What you have to do.
Repeat exactly, please, the lines that begin at the start of the listing and end at the line holding "Some of these".

Information shown.
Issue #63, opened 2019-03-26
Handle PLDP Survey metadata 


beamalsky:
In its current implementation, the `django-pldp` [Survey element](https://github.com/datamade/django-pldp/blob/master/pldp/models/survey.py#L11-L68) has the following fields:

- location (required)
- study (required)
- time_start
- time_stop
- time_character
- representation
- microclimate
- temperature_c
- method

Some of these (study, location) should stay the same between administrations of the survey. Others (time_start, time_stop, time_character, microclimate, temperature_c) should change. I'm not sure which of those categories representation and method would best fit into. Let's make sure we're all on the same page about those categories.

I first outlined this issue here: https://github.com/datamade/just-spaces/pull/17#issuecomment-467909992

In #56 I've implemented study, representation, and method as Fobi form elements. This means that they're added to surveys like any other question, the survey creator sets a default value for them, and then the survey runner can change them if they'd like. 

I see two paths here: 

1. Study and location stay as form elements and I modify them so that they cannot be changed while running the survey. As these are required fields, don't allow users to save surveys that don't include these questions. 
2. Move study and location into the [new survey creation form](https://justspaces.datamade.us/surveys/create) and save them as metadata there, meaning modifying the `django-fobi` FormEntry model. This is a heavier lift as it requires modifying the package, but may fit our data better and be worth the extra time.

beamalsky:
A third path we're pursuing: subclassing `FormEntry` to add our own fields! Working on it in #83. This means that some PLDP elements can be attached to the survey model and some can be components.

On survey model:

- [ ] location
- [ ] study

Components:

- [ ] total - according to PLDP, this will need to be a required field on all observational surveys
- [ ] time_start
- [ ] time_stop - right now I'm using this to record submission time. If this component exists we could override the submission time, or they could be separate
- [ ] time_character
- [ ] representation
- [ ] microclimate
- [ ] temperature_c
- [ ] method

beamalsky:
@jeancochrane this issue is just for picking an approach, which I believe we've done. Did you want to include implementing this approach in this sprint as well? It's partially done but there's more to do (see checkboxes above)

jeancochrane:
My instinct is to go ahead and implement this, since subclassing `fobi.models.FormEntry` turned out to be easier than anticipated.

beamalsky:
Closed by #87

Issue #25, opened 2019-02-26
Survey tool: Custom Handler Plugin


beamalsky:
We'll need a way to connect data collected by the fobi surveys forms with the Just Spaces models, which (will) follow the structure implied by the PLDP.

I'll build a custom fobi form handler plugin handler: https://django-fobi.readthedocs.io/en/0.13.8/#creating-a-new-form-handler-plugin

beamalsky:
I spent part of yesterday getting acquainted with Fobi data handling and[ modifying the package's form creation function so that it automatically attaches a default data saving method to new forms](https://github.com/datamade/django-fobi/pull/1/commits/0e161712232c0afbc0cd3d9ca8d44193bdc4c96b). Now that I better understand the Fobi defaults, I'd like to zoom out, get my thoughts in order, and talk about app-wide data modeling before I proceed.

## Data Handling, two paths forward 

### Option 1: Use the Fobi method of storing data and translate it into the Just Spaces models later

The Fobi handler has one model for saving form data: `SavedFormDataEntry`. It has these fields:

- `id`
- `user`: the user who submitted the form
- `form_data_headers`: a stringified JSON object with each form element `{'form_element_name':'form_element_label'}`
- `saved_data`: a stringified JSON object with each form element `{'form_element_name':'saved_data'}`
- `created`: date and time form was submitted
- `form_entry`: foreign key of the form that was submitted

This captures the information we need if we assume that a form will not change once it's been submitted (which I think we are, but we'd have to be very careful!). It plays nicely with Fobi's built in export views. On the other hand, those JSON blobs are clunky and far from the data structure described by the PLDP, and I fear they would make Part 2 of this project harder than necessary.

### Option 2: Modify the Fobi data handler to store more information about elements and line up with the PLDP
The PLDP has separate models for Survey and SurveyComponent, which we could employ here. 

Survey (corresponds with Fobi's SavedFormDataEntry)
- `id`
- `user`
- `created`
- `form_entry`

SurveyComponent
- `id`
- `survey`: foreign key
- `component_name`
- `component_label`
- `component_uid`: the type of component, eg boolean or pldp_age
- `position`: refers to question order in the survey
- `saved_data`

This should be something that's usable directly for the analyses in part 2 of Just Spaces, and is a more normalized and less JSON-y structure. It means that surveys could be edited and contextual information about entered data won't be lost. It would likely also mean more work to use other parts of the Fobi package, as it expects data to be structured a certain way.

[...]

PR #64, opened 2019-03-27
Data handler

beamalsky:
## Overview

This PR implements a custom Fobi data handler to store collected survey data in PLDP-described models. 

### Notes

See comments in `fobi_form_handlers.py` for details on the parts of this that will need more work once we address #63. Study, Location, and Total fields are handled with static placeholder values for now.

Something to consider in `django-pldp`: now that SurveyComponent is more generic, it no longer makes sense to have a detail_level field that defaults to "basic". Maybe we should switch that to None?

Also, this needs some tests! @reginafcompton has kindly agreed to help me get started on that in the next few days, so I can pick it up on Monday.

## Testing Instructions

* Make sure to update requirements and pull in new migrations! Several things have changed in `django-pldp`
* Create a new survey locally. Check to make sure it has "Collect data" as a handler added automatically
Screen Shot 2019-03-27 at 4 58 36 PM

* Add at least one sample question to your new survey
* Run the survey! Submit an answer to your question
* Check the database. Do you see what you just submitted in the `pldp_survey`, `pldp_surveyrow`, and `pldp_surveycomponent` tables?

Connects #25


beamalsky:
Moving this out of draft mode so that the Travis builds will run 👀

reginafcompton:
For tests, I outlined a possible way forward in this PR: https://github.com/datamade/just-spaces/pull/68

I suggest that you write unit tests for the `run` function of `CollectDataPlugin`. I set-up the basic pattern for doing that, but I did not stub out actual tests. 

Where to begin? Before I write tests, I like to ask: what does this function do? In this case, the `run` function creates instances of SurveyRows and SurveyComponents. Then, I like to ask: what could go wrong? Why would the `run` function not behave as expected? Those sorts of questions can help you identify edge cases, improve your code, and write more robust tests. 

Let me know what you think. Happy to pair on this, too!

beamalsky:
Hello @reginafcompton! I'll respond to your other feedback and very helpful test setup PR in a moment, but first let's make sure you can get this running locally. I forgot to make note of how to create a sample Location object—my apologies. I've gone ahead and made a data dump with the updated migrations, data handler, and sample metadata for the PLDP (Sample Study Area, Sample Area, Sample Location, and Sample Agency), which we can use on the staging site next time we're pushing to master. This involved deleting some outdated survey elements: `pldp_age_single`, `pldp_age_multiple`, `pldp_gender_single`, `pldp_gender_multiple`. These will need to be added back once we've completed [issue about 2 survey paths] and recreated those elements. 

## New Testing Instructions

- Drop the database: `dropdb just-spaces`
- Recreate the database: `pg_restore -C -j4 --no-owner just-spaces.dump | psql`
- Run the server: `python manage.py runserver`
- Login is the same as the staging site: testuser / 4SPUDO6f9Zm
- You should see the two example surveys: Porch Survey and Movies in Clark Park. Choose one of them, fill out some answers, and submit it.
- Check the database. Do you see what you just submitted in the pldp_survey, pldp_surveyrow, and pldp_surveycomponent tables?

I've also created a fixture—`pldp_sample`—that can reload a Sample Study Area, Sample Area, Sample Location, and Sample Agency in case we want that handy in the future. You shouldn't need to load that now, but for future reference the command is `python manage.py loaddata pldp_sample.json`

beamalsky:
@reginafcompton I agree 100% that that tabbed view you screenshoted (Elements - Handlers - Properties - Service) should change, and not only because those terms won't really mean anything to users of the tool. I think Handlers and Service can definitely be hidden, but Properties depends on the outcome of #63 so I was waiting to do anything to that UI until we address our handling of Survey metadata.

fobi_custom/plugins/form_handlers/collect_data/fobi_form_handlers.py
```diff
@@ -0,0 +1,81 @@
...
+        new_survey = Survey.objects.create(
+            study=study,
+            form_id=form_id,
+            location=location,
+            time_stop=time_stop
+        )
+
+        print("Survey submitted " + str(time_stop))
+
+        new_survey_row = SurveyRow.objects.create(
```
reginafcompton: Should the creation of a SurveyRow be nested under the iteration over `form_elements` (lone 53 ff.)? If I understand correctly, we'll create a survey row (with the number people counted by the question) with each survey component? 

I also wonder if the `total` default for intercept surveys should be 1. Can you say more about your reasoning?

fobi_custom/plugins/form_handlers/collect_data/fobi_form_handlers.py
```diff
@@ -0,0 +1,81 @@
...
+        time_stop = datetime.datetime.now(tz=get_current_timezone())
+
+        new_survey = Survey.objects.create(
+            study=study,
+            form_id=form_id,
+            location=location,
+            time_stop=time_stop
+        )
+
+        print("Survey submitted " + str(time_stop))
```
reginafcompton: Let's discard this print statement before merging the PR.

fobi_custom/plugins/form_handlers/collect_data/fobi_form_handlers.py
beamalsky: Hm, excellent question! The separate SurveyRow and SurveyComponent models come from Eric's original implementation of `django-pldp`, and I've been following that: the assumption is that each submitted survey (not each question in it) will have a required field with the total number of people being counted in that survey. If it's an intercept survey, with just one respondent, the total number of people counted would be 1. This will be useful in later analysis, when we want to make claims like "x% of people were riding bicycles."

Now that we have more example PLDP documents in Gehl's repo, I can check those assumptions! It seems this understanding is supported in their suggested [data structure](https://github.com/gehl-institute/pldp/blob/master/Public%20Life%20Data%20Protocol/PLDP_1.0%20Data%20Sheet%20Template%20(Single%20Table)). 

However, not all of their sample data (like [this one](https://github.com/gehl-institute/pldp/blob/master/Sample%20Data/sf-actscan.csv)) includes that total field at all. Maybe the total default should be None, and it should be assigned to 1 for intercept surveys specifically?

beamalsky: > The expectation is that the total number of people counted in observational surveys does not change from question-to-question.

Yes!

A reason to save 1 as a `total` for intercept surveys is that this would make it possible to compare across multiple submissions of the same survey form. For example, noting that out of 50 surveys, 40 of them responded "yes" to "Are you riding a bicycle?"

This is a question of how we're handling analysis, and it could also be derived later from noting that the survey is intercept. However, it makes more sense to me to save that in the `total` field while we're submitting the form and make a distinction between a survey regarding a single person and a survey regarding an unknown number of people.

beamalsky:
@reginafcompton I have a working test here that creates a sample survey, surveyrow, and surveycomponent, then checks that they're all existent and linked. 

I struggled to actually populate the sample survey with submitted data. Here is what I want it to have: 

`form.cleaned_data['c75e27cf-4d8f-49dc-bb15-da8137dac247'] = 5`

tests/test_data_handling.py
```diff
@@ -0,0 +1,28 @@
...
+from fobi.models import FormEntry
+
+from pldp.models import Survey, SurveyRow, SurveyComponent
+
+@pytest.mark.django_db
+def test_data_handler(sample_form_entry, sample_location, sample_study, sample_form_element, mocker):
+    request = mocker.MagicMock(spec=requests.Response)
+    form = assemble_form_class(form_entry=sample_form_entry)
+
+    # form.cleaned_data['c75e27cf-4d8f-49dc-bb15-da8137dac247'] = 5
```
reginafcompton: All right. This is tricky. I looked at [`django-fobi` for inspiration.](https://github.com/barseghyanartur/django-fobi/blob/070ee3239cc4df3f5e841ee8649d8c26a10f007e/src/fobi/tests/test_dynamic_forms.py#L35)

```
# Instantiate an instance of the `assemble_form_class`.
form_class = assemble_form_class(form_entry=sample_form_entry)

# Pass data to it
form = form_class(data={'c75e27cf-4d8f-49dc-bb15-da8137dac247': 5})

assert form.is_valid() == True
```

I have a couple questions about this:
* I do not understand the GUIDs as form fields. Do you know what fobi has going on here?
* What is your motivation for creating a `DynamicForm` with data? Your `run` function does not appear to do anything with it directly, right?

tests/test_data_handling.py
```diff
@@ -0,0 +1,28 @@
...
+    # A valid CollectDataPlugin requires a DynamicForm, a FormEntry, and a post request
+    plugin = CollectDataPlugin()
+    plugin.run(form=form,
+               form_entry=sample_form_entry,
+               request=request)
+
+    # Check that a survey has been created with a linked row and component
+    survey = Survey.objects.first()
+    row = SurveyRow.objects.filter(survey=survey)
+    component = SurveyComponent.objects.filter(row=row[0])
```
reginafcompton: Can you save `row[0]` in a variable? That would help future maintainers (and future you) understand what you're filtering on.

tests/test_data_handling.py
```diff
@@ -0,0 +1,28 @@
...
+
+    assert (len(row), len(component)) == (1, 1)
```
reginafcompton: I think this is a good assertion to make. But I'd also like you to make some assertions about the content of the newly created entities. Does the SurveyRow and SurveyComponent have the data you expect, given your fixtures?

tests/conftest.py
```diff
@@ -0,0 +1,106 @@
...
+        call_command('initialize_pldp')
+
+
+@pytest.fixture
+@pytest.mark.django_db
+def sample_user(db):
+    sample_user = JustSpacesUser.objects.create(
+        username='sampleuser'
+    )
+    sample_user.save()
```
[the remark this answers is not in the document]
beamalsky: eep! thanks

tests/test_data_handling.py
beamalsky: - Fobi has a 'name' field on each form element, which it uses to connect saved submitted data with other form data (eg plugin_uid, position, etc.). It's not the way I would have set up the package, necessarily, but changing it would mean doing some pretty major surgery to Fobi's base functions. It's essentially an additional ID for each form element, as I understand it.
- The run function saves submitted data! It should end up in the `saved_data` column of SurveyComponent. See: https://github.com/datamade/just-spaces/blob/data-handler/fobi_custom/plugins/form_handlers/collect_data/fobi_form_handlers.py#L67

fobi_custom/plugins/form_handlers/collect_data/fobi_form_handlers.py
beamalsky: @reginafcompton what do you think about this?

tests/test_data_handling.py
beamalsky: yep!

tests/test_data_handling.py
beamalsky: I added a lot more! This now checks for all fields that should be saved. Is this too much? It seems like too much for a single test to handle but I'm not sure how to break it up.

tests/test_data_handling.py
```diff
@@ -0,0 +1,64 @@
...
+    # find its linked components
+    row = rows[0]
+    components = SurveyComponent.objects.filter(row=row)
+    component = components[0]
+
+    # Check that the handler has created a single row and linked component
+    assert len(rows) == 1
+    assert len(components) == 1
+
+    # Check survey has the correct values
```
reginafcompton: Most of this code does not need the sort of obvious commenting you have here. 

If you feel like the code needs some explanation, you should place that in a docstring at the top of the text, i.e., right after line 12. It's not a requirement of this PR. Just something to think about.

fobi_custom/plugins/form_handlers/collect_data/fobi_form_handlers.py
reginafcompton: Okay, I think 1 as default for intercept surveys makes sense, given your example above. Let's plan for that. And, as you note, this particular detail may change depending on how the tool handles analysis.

Response area.
Issue #63, opened 2019-03-26
Handle PLDP Survey metadata 


beamalsky:
In its current implementation, the `django-pldp` [Survey element](https://github.com/datamade/django-pldp/blob/master/pldp/models/survey.py#L11-L68) has the following fields:

- location (required)
- study (required)
- time_start
- time_stop
- time_character
- representation
- microclimate
- temperature_c
- method

Some of these (study, location) should stay the same between administrations of the survey. Others (time_start, time_stop, time_character, microclimate, temperature_c) should change. I'm not sure which of those categories representation and method would best fit into. Let's make sure we're all on the same page about those categories.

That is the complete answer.